When I Successfully Thru-Hike the PCT I Will…

  • Positively impacts others lives.
  • Be at peace.
  • Have friends.
  • Have a lasting sense of self-worth.
  • Be able to accomplish tasks on my own.
  • Enjoy doing nothing.
  • Be better at meditating.
  • Know I can conquer any obstacle.
  • Be more at ease with myself.
  • Have a better world view.
  • Have let life be my teacher and guide.
  • Understand myself better.
  • Not be such a bad procrastinator.
  • Have stories upon stories worth telling.
  • Not need or seek out others validation.
  • Have a clearer idea of what I want for the future.
  • Be able to sleep any time, anywhere.
  • Appreciate running water more.
  • Be in great shape.
  • Finally have a tan.
  • Have successfully thru-hiked the PCT.

If I Give Up on the PCT, I Will…

  • Hate myself for giving up on a dream.
  • Probably not hike the Appalachian or Continental Divide trails.
  • Never triple-crown.
  • Regret it forever.
  • Have wasted a lot of time and money.
  • Have zero desire to go back to work.
  • Become deeply depressed.
  • Probably fall back into bad habits.
  • Lack the drive to live alternatively/off-grid
  • Accept a life I am not happy living.
  • Never truly be the joyful/peaceful person I desire to be.
  • Not get the chance to enjoy the whole PCT.
     These lists are going to be constantly growing and changing as time goes on.

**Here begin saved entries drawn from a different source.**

Issue #134, opened 2015-04-30
Break wing inflight (+ gears on ground) due to excessive forces


wlbragg:
This is one I really want to do. We have the modeled effect and the consequent FDM effect in place. I need the force calculations from the FDM?

wlbragg:
I just noticed #123 is this the same or tied to this new issue I created?

dany93:
Wing(s) can break because an excess of speed or by over-g's (excessive load factor).
Both due to an excessive force in reality. But in FG not the same properties.
/accelerations/n-z-cg-fpf_sec
/fdm/jsbsim/accelerations/Nz, pilot-gdamped
I do not know if you need all of them.
I should say that it is enough.

onox:
You could take a look at how the [f-14a](https://github.com/Zaretto/fg-aircraft/commit/1dfba02ca6d997607590df3eaff65088a0d9d629) implements this.

wlbragg:
I'll do that, thanks.

wlbragg:
Dany added some new FDM effects tied to these forces. We are currently testing them using a non-branched source. So far so good, they may need some fine tuning. It's a real sinking feeling to have a wing just quit working.

wlbragg:
Wow, Dany, does our existing FDM Juanvvc:master have the same spin effects when you loose the flight envelope as you have in dany93? The one wing "damage", INCREDIBLE. I tried to limp along back to the airport and screwed around till I got into a spin at low altitude, oops! This is really nice.
Again my question, does our existing Juanvvc:master FDM  have the same spin effects when you loose the flight envelope as you have in dany93 FDM?

I'm ready to merge Dany's FDM into master along with this new FDM damage model. It is incredible gang. Any comments anyone?

dany93:
>does our existing Juanvvc:master FDM have the same spin effects when you loose the flight envelope as you have in dany93 FDM?

Yes. it is the same for the "spin and stall" effects. I have not changed the general FDM other than for damages on left or /and right wings.
Easy to test: fly with the FDM from juanvvc (no damage effects), cut the throttle, hold the stick back, up to stalls. Worsen it with more or less rudder (see the slip ball).
I wonder if you do not mix two effects:
- one which have existed for a long time, the spin and stall effects, with can give a spin roll on stall, depending on your flight asymmetry (that is the original feature of this FDM, from the beginning you had it). That is when you are close to the edge or out of the flight envelope (high angles of attack),
[...]

PR #262, opened 2015-06-08
Broken wings animation

wlbragg:
OK, here are the new broken wings animations. It includes a new function in physics.nas for both wings broken. I think there is room for improvement overall for the physics of wing damage and breaking.

They need to be tested.

dany, maybe you can do some magic with the FDM and the effects trigger being a little more realistic.


dany93:
I have tested your animations for wings damaged or broken, single or both.
They work very well. :clap:

However, I do not see well what you are meaning by "the FDM and the effects trigger being a little more realistic":

1 - The triggering conditions are (https://github.com/Juanvvc/c172p-detailed/issues/134#issuecomment-100706694).
V > 158 kt and flight asymmetry ==> one wing damaged (can still fly, degraded)
V > 180 kt and flight asymmetry ==> one wing broken
V > 180 kt and symmetric flight ==> both wings damaged (degraded lift)
V > 200 kt ==> both wings broken

g > 4.4 and flight asymmetry ==> one wing damaged (can still fly, degraded)
g > 5.5 and flight asymmetry ==> one wing broken
g > 6.6 both wings broken

This can be discussed, but will other conditions be more realistic?

2 - In the FDM, I cannot affirm that the damaged or, worst, broken aircraft behavior is closely like reality. For obvious reasons, I ignore what the reality is. What do you feel is too much not realistic and, above all, in what sense can it be improved?
 I do not think we have to (or that we can) go too far towards reality in this domain. The presence of this effect is already a good reminder of what is not to be done, and of what it might give. Somewhat like the stall and spin feature. Unless willing to add an excess of intricacy and heaviness (which, with accumulation, has a price in fps for marginal items and effects).

*Also, I'm not a magician, I must admit...*

wlbragg:
For example, just now I was testing the addition of engine rpm to water effect on windshield and I came down on the water a little hard, was it so hard that it should have broken the wings off completely or just collapsed them or damaged them or nothing at all?

So I guess my areas of concern would be
- how hard of a landing either breaks, collapses, does a little damage or no damage?

For the rest of it (forces in flight),
I really can't say I have done enough testing to have a real strong opinion either way. If you've been able to get damage and not break then I guess it is good for now. Maybe with more eyes on it after release we will get more feedback and adjust accordingly.

wlbragg:
I'm going to merge this now, we can adjust if needed later.

onox:
@wlbragg Does this fix #134?

wlbragg:
Yes

wkitty42:
i had a chance to (inadvertently) test this earlier.... along with @dany93 spin stuff... craft got too slow and the AP was trying to keep it nose up... so i turned off the AP to take control and level out to gain speed but all of a sudden, she was spinning and diving and that was all she wrote... so i went to heli view and saw the new damage on a wing tip where the front edge of the wing tip was angled up and back slightly... eventually it bent a more and then we made a slight crater in the ground... it isn't the first time i've run into an AP controlled stall and turned the AP off only to have the craft fall out from under me... i gotta get a (decent) joystick and maybe some pedals... or build something myself... hahaha...

wlbragg:
"she was spinning and diving and that was all she wrote"
Isn't that the coolest thing, (not so in RL). I am testing andgi's FDM changes and keep starting with engines off at altitude over the lake. I immediately have to turn to get the long lake run in front of me and if I turn to hard and don't drop the nose, bye-bye, I can make it happen every time if I want to. I also can start at a higher altitude so I have time to try to get out of the spin. :)

onox:
@wlbragg I have noticed a little problem:

fgfs-screen-019

First the outer parts of the wing broke off, but then the whole wing disappeared.

onox:
And both wings brake off very easy now :cry: I don't get it to be just damaged or collapsed.

wlbragg:
"And both wings brake off very easily now "
Well that is what I thought too, but I don't think anything really changed in physics.nas to account for it being easier to break.

Ouch, OK we need the exact order of what happened (if you even know) to track down what combination is missing. We're looking for things like,
damaged left, broke right.
or 
damaged left and right then broke left.
It is probably going to be a combination I didn't account for.

wlbragg:
I think I already found it. It is when you crash hard and both crash and both-wings-broken get triggered, I didn't account for it. I'll get it fixed, I think that is all it is.

dany93:
I don't know if this is the reason, but do not forget that, *from in-flight damages*, we have
g > 6.6 both wings broken
Which can happen on violent a crash on ground. It can be deactivated near the ground by a condition on height if this is a drawback, but is it unrealistic?
To test and analyze if this is the cause, just comment the lines in physics.nas
```
	if (g > (max_positive * 1.5))
	{
		rightwingbroke();
		leftwingbroke();
        gui.popupTip("Over-g Both wings BROKEN!!", 5);
```
	}

wlbragg:
That was part of the fix, I already had changed it to call bothwingsbroken. 
I looked at it again and am making one more minor adjustment. I basically give preference to bothwingcollapse (or crash) because it is triggered by all gear collapse (meaning you hit the ground hard) but only if all of the wings are not broken (wing-damage/* < 1). If any wing is broken we can't collapse (I suppose some day we could add collapse one, break or damage the other).

dany93:
It seems a good idea, better than the height.
priority bothwingcollapse (or crash) in case the aircraft hits the ground,
bothwingsbroken in flight.

onox:
I think that the wings should not be torn off from the aircraft if you do a hard landing. Only if you try to do sort of a kamikaze or if you end up upside down with a decent/significant ground speed.

wlbragg:
That should be how it is now, if you can hit the ground hard enough before you break either wing from forces, then it will collapse the wings.

onox:
I just tried to pull the yoke back hard and the wings broke away in air:

fgfs-screen-026

IMO that should not happend. The wing should be damaged (bended a little), but not completely torn off :confused:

A reason that may have deeply resonated me last year may no so much now. And that’s okay. The idea behind having a solid reason for hiking is to galvanize your motivation. If you can clearly see why hiking the trail is so important to you, it is easier to accomplish your goal of doing so.
     As you may have noticed at the end of each list, I basically restated the prompt. The reason behind this is that there are a lot of reasons WHY I want to hike. Some of these things probably will happen, and some may not, and that is okay. I don’t want to come off the trail at the end and lose sight of what I really came across the country to do. The most base reason for me getting out there is that

I want to hike from Mexico to Canada on the Pacific Crest Trail.

      Anything else tacked onto that is just gravy.